THE DATA:
PR #101, opened 2022-01-06
Improve pylint score of `math` module

sduquemesa:
**Context:**
Mr Mustard uses `pylint` for code quality checking.

- This PR refactors the module `math` so that `pylint mrmustard/math` code rating goes from `1.45/10` to `9.09/10`. 
- A couple of new docstrings are included.

**Benefits:**
Pylint score of `math` module is improved.

### DIFF
--- a/mrmustard/math/math_interface.py
+++ b/mrmustard/math/math_interface.py
@@ -12,15 +12,18 @@
 # See the License for the specific language governing permissions and
 # limitations under the License.
 
-from abc import ABC, abstractmethod, abstractproperty
-from mrmustard.types import *
-import numpy as np
+"""This module contains the :class:`Math` interface that every backend has to implement."""
+
+from abc import ABC, abstractmethod
 from functools import lru_cache
+from itertools import product
+import numpy as np
 from scipy.special import binom
 from scipy.stats import unitary_group
-from itertools import product
 
+from mrmustard.types import List, Tensor, Matrix, Scalar, Vector, Sequence, Tuple, Optional, Dict, Trainable, Callable, Any
 
+# pylint: disable=too-many-public-methods
 class MathInterface(ABC):
     r"""The interface that all backends must implement."""
     _euclidean_opt: type = None  # NOTE this is an object that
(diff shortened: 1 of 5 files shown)


mrmustard/math/tensorflow.py
```diff
@@ -336,23 +349,23 @@ def grad(dLdpoly):
 
         return poly, grad
 
-    def eigvals(self, tensor: tf.Tensor) -> Tensor:
+    def eigvals(tensor: tf.Tensor) -> Tensor:
```
heltluke, line 352: Not sure you can just remove `self` given that this is a method of the `TFMath` class. Maybe what you want to do is decorate it with `@staticmethod`?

TASK STATEMENT:
Retype, exactly as written, each line from the one that has "# See the License" to the bottom of the entries above, and include both of those lines.

WRITTEN ANSWER:
 # See the License for the specific language governing permissions and
 # limitations under the License.
 
-from abc import ABC, abstractmethod, abstractproperty
-from mrmustard.types import *
-import numpy as np
+"""This module contains the :class:`Math` interface that every backend has to implement."""
+
+from abc import ABC, abstractmethod
 from functools import lru_cache
+from itertools import product
+import numpy as np
 from scipy.special import binom
 from scipy.stats import unitary_group
-from itertools import product
 
+from mrmustard.types import List, Tensor, Matrix, Scalar, Vector, Sequence, Tuple, Optional, Dict, Trainable, Callable, Any
 
+# pylint: disable=too-many-public-methods
 class MathInterface(ABC):
     r"""The interface that all backends must implement."""
     _euclidean_opt: type = None  # NOTE this is an object that
(diff shortened: 1 of 5 files shown)


mrmustard/math/tensorflow.py
```diff
@@ -336,23 +349,23 @@ def grad(dLdpoly):
 
         return poly, grad
 
-    def eigvals(self, tensor: tf.Tensor) -> Tensor:
+    def eigvals(tensor: tf.Tensor) -> Tensor:
```
heltluke, line 352: Not sure you can just remove `self` given that this is a method of the `TFMath` class. Maybe what you want to do is decorate it with `@staticmethod`?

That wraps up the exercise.